Data to process
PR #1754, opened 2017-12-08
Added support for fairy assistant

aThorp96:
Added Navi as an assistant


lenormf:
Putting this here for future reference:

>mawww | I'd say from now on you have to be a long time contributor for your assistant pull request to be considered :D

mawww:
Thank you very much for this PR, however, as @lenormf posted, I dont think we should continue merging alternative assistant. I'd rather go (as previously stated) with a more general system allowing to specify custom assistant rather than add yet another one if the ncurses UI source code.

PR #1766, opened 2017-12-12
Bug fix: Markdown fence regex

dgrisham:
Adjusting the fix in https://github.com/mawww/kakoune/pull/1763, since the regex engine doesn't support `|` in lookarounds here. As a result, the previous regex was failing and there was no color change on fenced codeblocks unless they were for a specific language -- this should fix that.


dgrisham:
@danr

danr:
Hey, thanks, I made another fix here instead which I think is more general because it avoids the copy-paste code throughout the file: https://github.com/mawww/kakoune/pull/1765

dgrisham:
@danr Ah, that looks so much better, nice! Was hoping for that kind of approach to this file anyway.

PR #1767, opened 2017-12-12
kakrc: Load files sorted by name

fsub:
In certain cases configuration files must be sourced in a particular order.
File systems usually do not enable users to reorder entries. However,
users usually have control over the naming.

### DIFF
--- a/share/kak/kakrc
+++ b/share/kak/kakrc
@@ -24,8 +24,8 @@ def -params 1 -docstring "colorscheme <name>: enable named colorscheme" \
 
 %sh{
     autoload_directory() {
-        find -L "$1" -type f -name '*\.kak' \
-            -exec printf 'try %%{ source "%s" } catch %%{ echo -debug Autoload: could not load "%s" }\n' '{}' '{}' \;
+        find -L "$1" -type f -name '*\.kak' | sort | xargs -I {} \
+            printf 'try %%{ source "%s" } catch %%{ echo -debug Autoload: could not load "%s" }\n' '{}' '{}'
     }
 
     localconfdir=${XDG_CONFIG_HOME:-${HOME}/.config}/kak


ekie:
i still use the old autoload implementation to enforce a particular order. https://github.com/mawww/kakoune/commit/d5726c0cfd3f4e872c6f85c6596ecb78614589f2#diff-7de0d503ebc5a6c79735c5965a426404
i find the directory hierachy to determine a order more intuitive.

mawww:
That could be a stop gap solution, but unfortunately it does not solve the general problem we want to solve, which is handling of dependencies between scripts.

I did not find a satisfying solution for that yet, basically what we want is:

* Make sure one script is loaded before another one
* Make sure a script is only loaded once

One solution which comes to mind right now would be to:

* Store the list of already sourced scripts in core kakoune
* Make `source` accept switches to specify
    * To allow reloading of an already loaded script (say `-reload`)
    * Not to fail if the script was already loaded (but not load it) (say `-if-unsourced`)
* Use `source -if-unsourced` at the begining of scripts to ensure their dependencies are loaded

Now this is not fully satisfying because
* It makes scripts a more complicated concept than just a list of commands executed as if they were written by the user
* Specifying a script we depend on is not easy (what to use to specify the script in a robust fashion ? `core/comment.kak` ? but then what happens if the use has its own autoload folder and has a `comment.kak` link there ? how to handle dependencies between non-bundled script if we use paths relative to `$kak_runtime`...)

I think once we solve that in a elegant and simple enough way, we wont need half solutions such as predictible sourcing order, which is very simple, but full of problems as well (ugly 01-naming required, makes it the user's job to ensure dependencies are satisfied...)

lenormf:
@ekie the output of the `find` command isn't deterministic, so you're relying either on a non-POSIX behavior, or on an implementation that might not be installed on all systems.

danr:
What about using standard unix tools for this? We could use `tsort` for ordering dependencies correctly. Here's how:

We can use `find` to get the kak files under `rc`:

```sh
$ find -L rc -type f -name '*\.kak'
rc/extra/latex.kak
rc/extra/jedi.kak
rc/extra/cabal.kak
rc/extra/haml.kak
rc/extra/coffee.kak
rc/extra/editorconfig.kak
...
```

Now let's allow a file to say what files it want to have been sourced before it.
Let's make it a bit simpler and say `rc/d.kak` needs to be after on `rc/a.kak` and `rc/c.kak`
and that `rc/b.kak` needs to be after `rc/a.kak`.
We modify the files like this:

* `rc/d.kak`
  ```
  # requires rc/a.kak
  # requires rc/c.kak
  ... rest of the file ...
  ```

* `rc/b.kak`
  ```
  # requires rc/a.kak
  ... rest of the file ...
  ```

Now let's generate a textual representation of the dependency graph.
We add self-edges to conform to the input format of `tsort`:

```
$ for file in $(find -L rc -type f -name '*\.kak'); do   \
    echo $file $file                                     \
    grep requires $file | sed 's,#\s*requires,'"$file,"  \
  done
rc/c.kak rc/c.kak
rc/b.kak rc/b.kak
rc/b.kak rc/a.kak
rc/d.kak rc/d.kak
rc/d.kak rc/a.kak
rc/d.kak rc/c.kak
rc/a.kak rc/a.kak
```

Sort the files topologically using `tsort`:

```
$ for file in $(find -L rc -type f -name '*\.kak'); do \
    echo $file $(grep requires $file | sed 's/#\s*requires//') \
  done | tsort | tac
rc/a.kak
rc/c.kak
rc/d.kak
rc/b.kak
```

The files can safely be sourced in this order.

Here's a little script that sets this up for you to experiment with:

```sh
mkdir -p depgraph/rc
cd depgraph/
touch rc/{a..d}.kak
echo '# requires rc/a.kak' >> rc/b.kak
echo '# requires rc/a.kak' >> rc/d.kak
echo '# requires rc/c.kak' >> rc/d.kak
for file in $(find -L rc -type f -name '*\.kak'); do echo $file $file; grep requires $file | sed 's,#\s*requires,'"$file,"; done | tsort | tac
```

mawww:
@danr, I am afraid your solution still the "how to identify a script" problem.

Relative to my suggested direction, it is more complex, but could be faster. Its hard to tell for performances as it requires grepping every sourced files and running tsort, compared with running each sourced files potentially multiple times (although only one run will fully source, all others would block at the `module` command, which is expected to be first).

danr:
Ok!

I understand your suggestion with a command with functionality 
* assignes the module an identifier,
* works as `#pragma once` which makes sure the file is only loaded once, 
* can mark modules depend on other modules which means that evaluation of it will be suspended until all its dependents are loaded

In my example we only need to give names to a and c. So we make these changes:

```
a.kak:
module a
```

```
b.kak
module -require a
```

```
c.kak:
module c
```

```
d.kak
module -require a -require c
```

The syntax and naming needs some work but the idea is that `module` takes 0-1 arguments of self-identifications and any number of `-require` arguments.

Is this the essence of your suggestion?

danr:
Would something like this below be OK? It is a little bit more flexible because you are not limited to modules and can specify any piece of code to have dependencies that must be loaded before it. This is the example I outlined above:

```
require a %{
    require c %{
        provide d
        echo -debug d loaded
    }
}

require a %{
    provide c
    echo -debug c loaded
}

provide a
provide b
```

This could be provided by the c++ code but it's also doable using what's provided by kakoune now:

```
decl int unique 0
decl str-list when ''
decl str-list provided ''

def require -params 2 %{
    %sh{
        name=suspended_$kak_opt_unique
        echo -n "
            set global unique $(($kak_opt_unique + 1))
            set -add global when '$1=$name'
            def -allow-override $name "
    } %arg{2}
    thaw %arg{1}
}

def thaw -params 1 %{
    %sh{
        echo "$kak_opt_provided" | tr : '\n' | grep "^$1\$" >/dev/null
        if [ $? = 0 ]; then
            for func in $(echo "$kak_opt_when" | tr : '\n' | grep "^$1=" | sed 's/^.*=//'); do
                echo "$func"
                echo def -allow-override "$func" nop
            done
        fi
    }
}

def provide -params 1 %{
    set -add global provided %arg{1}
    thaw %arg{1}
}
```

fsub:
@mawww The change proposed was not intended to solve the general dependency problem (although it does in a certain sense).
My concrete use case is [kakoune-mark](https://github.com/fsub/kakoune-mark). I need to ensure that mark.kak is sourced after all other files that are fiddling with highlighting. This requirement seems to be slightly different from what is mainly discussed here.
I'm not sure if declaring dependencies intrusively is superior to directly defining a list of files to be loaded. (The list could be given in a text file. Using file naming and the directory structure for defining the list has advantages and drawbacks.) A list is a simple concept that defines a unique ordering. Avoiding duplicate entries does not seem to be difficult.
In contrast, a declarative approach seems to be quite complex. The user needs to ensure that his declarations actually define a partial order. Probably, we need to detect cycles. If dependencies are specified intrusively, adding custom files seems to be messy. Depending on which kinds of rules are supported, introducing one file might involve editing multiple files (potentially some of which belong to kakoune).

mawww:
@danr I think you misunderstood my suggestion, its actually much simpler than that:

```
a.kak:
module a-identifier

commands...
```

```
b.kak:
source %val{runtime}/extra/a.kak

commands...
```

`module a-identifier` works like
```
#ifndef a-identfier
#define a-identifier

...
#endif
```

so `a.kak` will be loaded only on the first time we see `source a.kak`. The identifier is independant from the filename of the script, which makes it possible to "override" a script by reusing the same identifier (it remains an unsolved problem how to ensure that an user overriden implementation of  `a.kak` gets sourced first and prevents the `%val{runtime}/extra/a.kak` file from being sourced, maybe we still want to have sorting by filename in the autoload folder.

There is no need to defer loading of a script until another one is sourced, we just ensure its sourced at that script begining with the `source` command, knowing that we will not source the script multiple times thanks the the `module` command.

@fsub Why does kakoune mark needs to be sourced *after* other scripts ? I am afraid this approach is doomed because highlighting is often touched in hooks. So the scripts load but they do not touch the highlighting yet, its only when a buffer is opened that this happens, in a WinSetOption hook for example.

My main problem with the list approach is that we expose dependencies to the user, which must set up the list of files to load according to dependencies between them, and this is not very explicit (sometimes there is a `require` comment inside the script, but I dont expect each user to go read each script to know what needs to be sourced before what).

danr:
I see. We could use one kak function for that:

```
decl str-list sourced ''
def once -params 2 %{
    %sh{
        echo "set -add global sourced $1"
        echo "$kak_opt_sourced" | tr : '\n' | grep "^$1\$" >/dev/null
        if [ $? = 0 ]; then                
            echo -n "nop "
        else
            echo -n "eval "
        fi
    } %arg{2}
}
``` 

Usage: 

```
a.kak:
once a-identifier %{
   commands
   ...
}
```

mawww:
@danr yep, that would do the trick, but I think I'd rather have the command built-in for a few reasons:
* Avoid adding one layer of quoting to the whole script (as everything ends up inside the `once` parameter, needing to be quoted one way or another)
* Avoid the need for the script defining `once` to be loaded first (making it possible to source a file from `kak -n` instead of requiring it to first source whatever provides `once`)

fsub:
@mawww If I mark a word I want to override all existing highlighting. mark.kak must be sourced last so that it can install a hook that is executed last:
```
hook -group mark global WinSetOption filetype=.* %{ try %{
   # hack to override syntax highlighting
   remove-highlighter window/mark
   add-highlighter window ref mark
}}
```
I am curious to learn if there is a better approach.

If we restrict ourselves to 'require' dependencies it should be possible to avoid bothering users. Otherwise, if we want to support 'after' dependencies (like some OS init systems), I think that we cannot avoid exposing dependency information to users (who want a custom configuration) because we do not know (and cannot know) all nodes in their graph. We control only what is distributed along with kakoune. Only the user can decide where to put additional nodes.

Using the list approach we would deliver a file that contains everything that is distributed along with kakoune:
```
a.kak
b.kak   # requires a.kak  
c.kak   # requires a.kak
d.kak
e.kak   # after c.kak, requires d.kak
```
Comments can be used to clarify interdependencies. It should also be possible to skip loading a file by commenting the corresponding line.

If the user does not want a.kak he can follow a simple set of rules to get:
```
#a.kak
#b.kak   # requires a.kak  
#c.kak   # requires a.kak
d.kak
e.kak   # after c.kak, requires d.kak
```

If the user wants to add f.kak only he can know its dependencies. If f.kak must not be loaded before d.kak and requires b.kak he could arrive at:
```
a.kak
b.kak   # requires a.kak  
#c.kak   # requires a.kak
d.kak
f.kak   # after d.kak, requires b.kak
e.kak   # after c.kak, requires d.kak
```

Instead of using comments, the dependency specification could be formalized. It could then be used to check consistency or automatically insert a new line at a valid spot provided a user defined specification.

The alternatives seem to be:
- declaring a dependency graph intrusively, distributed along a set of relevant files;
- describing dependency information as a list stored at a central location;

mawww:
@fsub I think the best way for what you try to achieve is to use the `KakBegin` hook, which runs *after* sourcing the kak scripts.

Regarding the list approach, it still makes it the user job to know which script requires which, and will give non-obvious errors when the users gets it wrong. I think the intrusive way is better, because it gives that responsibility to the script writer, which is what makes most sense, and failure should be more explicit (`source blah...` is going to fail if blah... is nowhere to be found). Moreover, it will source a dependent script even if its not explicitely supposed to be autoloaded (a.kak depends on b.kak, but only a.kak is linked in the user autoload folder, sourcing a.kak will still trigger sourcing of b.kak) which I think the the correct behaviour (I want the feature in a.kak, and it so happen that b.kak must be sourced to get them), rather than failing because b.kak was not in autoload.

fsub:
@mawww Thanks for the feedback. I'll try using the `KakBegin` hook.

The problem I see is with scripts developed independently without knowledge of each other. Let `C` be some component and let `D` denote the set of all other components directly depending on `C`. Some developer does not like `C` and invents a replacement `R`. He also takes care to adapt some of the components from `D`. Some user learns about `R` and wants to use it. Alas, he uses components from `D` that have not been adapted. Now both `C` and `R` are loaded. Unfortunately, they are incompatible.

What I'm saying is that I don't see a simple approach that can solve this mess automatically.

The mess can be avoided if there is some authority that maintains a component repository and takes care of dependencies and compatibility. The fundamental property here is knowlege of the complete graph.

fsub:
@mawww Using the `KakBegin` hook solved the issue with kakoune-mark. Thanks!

Brief
When a line holds the string "because", pull it out of the listing.

Exercise result
Hey, thanks, I made another fix here instead which I think is more general because it avoids the copy-paste code throughout the file: https://github.com/mawww/kakoune/pull/1765
Now this is not fully satisfying because
Would something like this below be OK? It is a little bit more flexible because you are not limited to modules and can specify any piece of code to have dependencies that must be loaded before it. This is the example I outlined above:
@fsub Why does kakoune mark needs to be sourced *after* other scripts ? I am afraid this approach is doomed because highlighting is often touched in hooks. So the scripts load but they do not touch the highlighting yet, its only when a buffer is opened that this happens, in a WinSetOption hook for example.
If we restrict ourselves to 'require' dependencies it should be possible to avoid bothering users. Otherwise, if we want to support 'after' dependencies (like some OS init systems), I think that we cannot avoid exposing dependency information to users (who want a custom configuration) because we do not know (and cannot know) all nodes in their graph. We control only what is distributed along with kakoune. Only the user can decide where to put additional nodes.
Regarding the list approach, it still makes it the user job to know which script requires which, and will give non-obvious errors when the users gets it wrong. I think the intrusive way is better, because it gives that responsibility to the script writer, which is what makes most sense, and failure should be more explicit (`source blah...` is going to fail if blah... is nowhere to be found). Moreover, it will source a dependent script even if its not explicitely supposed to be autoloaded (a.kak depends on b.kak, but only a.kak is linked in the user autoload folder, sourcing a.kak will still trigger sourcing of b.kak) which I think the the correct behaviour (I want the feature in a.kak, and it so happen that b.kak must be sourced to get them), rather than failing because b.kak was not in autoload.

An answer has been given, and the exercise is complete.